The federal government is making an unprecedented amount of funding available for broadband deployments but still doesn’t know where broadband is and isn’t available. And according to broadband mapping experts on a webcast yesterday, we are unlikely to have an accurate broadband map until 2023.
It’s been widely known for years that the national broadband map, based on data collected from service providers, overestimates broadband availability because an entire census block is considered to have service even if only one location in the block has broadband available.
Congress directed the FCC to fix this in the Broadband DATA Act adopted over a year ago and provided funding to do that in the Consolidated Appropriations Act of 2021 adopted in January. But the latest hang-up involves the location fabric required before service providers can report broadband availability data in the format needed.
The location fabric is intended to show the exact location, by latitude and longitude, of every location that could need broadband – and as precision agriculture gets more attention, those locations could include buildings other than homes and businesses, such as barns or other farm structures.
The FCC awarded the contract to create the location fabric to CostQuest Associates, the same company that created the cost model that underlies various Universal Service Fund initiatives, including the A-CAM and RDOF programs, explained CostQuest President and CEO Jim Stegeman on today’s webcast. But that award has come under protest.
Protesting the award is LightBox, a company that specializes in location fabrics and whose vice president of government solutions, Bill Price, was also on yesterday’s webcast, which was organized by media outlet Broadband Breakfast.

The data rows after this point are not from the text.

PR #62, opened 2024-01-24
PDCT-716/Make-library-for-alembic-db-schema

asacristani:
# Description

## DONE
1. Remove client/db folder
2. Start to use [navigator-db-client](https://github.com/climatepolicyradar/navigator-db-client/tree/v.0.0.1) library
3. Adapt code (including tests)
4. Move tests (no integrity) that affects only to the library -> NO TEST FOUND
5. Check the compatibility when navigator-backend will be adapted

## TO DISCUSS
- pip/poetry in Dockers -> Poetry
- RepositoryError -> Errors stay in backends

## Type of change

- [ ] Bug fix
- [ ] New feature
- [x] Breaking change

## How Has This Been Tested?

Unit and integration.
Staging test before Production.

## Reviewer Checklist

- [x] No FIXMEs remain


app/api/api_v1/routers/analytics.py
```diff
@@ -1,7 +1,7 @@
 """Endpoints for managing the Analytics service."""
 import logging
 from fastapi import APIRouter, HTTPException, status
-from app.errors import RepositoryError
+from app.clients.db.errors import RepositoryError
```
diversemix, line 4: Hmm... I thought we were leaving the `RepositoryError` in here? Why did we move it again?

pyproject.toml
```diff
@@ -28,6 +28,7 @@ boto3 = "^1.28.46"
 moto = "^4.2.2"
 types-sqlalchemy = "^1.4.53.38"
 urllib3 = "^1.26.17"
+db-client = {git = "https://github.com/climatepolicyradar/navigator-db-client.git", tag = "main-bd82dba6"}
```
diversemix, line 31: Can we use a semver tag please :pray:

app/api/api_v1/routers/analytics.py
asacristani: Reverted!

.github/workflows/ci.yml
```diff
@@ -36,15 +36,15 @@ jobs:
         run: |
           poetry run pre-commit run --all-files
 
+      - name: Use .env.example
```
katybaulch, line 39: Not sure this does anything? We aren't telling the make build command to use the env file, so this is redundant

Dockerfile
```diff
@@ -1,13 +1,12 @@
 FROM python:3.9-slim
 
 WORKDIR /usr/src
-ENV PYTHONPATH=/usr/src
+ENV PYTHONPATH=/usr/src
```
katybaulch, line 4: Trailing whitespace

app/config.py
```diff
@@ -9,4 +9,8 @@
 SQLALCHEMY_DATABASE_URI = (
     f"postgresql://{_creds}@{ADMIN_POSTGRES_HOST}:5432/{ADMIN_POSTGRES_DATABASE}"
 )
+
+# This used by db-client and alembic script for migrations
+os.environ["DATABASE_URL"] = SQLALCHEMY_DATABASE_URI
```
katybaulch, line 14: Should we be setting this in the script, or in the environment we are running the admin service from?

docker-compose.yml
```diff
@@ -0,0 +1,38 @@
+version: '3.7'
```
katybaulch, line 1: What's the rationale behind including a docker-compose file here now that we've moved to have a single source of truth by combining the admin service and backend databases?

app/initial_data.py
```diff
@@ -0,0 +1,44 @@
+#!/usr/bin/env python3
```
katybaulch, line 1: See comment on docker-compose

app/config.py
diversemix: I think the idea is to build all the necessary config from the `ADMIN_...` vars - unfortunately the only way of communicating this down to the `db-client` library seems to be setting the env var `DATABASE_URL` ... the `db-client` has a function `get_url()` which returns this value.

diversemix: So you can see from line 10 that the environment specifies the ADMIN vars and the code worries about formatting it up for the rest of the code. This make sense @katybaulch

docker-compose.yml
diversemix: I guess to fully de-couple the two things and also letting them develop independently. 

For example: If the nav-backend breaks the ability to spin up a local db - then admin development can still continue. Arguably - we could move this into the `db-client` in some way in the future. But for now I think this is the simplest/less risky approach.

Happy to discuss further.

app/initial_data.py
diversemix: See https://github.com/climatepolicyradar/navigator-admin-backend/pull/62#discussion_r1489345597 :smile:

diversemix (approved):
I'm happy - as long as we get another review :grin:

app/config.py
katybaulch: Ah understood, thanks for clarifying

katybaulch (approved):
All good, well done! 🦖

PR #74, opened 2024-02-21
Fix auto semver tagging

katybaulch:
# Description

- Created new workflow 'tag' with two jobs, one to run on manually created tags & one to run on auto-generated tags
- Removed existing semver and main-push-autotag workflows
- Resolved workflow dependencies

## Proposed version

- [x] Patch
- [ ] Minor version
- [ ] Major version

Notes:

  brackets and the `x`

## Type of change

- [x] Bug fix
- [ ] New feature
- [ ] Breaking change

## Reviewer Checklist

- [ ] No FIXMEs remain


.github/workflows/tag.yml
```diff
@@ -46,8 +48,37 @@ jobs:
...
+    - name: Configure AWS credentials
+      uses: aws-actions/configure-aws-credentials@v4
+      with:
+        aws-access-key-id: ${{ secrets.AWS_ACCESS_KEY_ID }}
+        aws-secret-access-key: ${{ secrets.AWS_SECRET_ACCESS_KEY }}
+        aws-region: eu-west-1
+
+    - name: Login to Amazon ECR
+      id: login-ecr
+      uses: aws-actions/amazon-ecr-login@v1.6.1
```
olaughter, line 60: Theres a v2 release with some security updates that might be worth trying out

.github/workflows/tag.yml
```diff
@@ -46,8 +48,37 @@ jobs:
...
+    - name: Docker pull, retag and push
+      env:
+        NEW_TAG: ${{ steps.run_git_auto_tag.outputs.new_tag }}
+        DOCKER_REGISTRY: ${{ secrets.DOCKER_REGISTRY }}
+        AWS_ACCESS_KEY_ID: ${{ secrets.AWS_ACCESS_KEY_ID }}
+        AWS_SECRET_ACCESS_KEY: ${{ secrets.AWS_SECRET_ACCESS_KEY }}
+      run: |
+        docker pull ${DOCKER_REGISTRY}/navigator-admin-backend:main-${GITHUB_SHA::8}
+        docker tag ${DOCKER_REGISTRY}/navigator-admin-backend:main-${GITHUB_SHA::8}  navigator-admin-backend:main-${GITHUB_SHA::8}
+        .github/retag-and-push.sh navigator-admin-backend main-${GITHUB_SHA::8}
```
olaughter, line 71: This is a neat way of getting the shortened sha

.github/workflows/tag.yml
```diff
@@ -46,8 +48,37 @@ jobs:
...
+
+    - name: Create and push Git tag
+      run: |
+        new_tag=${{ steps.run_git_auto_tag.outputs.new_tag }}
+        new_version_num=${new_tag#v}
+        git tag -a "${new_tag}" -m "Version ${new_version_num}"
+        git push --tags origin "${new_tag}"
+
+  semver-for-manually-created-tags:
+    if: ${{ startsWith(github.ref, 'refs/tags/') && github.event.workflow_run.conclusion == 'success' }}
```
olaughter, line 81: I'm not sure I understand this line, are we checking if it is a release that ran successfully? If so I'm not sure how `github.event.workflow_run.conclusion` will behave, how does it know which workflow_run to target? Maybe this is not a problem (Or I've misunderstood!), but another approach would be to run as a dependant job using the `needs` key: https://docs.github.com/en/actions/using-workflows/about-workflows#creating-dependent-jobs

.github/workflows/tag.yml
```diff
@@ -1,13 +1,15 @@
...
+name: Auto-Tag
 
 on:
-  push:
-    branches:
-      - main
+  workflow_run:
+    workflows: [build]
+    types:
+      - completed
```
olaughter, line 7: Ahha I think my question in my previous comment just clicked that the event is in scope because of the specific way this is being triggered. Feel free to disregard

olaughter (approved):
Great, lets give it a whirl!

.github/workflows/tag.yml
katybaulch: Great to know - let me whack that in now!

.github/workflows/tag.yml
katybaulch: It's currently not possible to use needs when the job that you want your job to depend on lives in a different workflow 😢 This new tag workflow runs after the 'build' job in the CI workflow has executed - but only if certain other conditions are met. The 'on' at the top of a workflow file invokes the workflow for events joined by a logical OR, not AND, so that's why we're using the if config option here. The workflow_run.conclusion context variable therefore stores whether the 'build' job from the CI workflow completed successfully or failed. We need this because 'completed' just means its finished running rather than distinguishing what the result is.

PR #75, opened 2024-02-21
PDCT-853 Fix admin backend tests & don't ignore test errors in CI

katybaulch:
# Description

- Fixed error reporting in CI by removing '-' from beginning of makefile commands
- Fixed tests

## Proposed version

- [x] Patch
- [ ] Minor version
- [ ] Major version

Notes:

  brackets and the `x`

## Type of change

- [x] Bug fix
- [ ] New feature
- [ ] Breaking change

## How Has This Been Tested?

## Reviewer Checklist

- [x] No FIXMEs remain


Makefile
```diff
@@ -19,24 +19,24 @@ test_bashscripts: build_bats
...
 run: 
-	- docker-compose -f docker-compose.yml up -d --remove-orphans
+	docker-compose -f docker-compose.yml up -d --remove-orphans
 
 start: build run migrations
 
 show_logs: 
-	- docker-compose logs -f
\ No newline at end of file
+	docker-compose logs -f
```
diversemix, line 42: We probably want to keep the hyphen on this - as showing the logs is not a gating action

app/repository/document.py
```diff
@@ -125,7 +125,7 @@ def _document_tuple_from_dto(db: Session, dto: DocumentCreateDTO) -> CreateObjec
     phys_doc = PhysicalDocument(
         id=None,
         title=dto.title,
-        source_url=cast(str, dto.source_url) if dto.source_url is not None else None,
+        source_url=str(dto.source_url) if dto.source_url is not None else None,
```
diversemix, line 128: Can we mark a TODO on this ... and that is to do some more verification here - unless you want to do that now ... it would involve ensuring that if its not None - then its a valid url

app/repository/family.py
```diff
@@ -79,7 +79,7 @@ def _family_to_dto(db: Session, fam_geo_meta_org: FamilyGeoMetaOrg) -> FamilyRea
         category=str(f.family_category),
         status=str(f.family_status),
         metadata=metadata,
-        slug=str(f.slugs[0].name if len(f.slugs) > 0 else ""),
+        slug=str(f.slugs[-1].name if len(f.slugs) > 0 else ""),
```
diversemix, line 82: Let's check why we need this change

Makefile
katybaulch: Okie dokie, pushing now:)

app/repository/document.py
katybaulch: [PDCT-865](https://linear.app/climate-policy-radar/issue/PDCT-865/add-more-verification-for-source-url)

app/repository/family.py
katybaulch: reverted

diversemix (approved):
great

PR #76, opened 2024-02-21
Fix auto semver tagging

katybaulch:
# Description

- Corrected workflow name to 'CI' instead of build
- Bumped setup_python version to 5 

## Proposed version

- [x] Patch
- [ ] Minor version
- [ ] Major version

Notes:

  brackets and the `x`

## Type of change

- [x] Bug fix
- [ ] New feature
- [ ] Breaking change

## Reviewer Checklist

- [ ] No FIXMEs remain


.github/workflows/tag.yml
```diff
@@ -2,10 +2,13 @@ name: Auto-Tag
 
 on:
   workflow_run:
-    workflows: [build]
+    workflows: ["CI"]
     types:
       - completed
 
+  push:
+    tags: ['v[0-9]+.[0-9]+.[0-9]+']
```
olaughter, line 10: Will this catch `beta` suffixes, like:`v1.1.1-beta`

olaughter (approved):

.github/workflows/tag.yml
katybaulch: Oooh good point. Reverting this to v* as I'm not confident enough in the pattern above now..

A decision on who should get the award is expected in 2022, at which point the awardee has three months to develop the fabric, according to Price. After that, service providers will need about six months to submit information about locations served, according to Stegeman.
Price and Stegeman agreed that, although the updated map could be ready in late 2022, it’s more likely to be ready in 2023.
In the Meantime
In the meantime, both Price and Stegeman advised individual states to consider creating their own broadband availability maps. Price was involved in doing exactly that for the state of Georgia. The map showed considerably more areas without broadband in comparison with the map based on FCC data.
The reason for states to consider creating their own broadband maps is that the Infrastructure Investment and Jobs Act adopted last month includes $42.5 billion for broadband deployments, to be allocated to the states based on each state’s number of unserved locations. States may be able to challenge the amount that the federal government plans to award them if they can produce data showing that the FCC estimates of unserved locations are incorrect.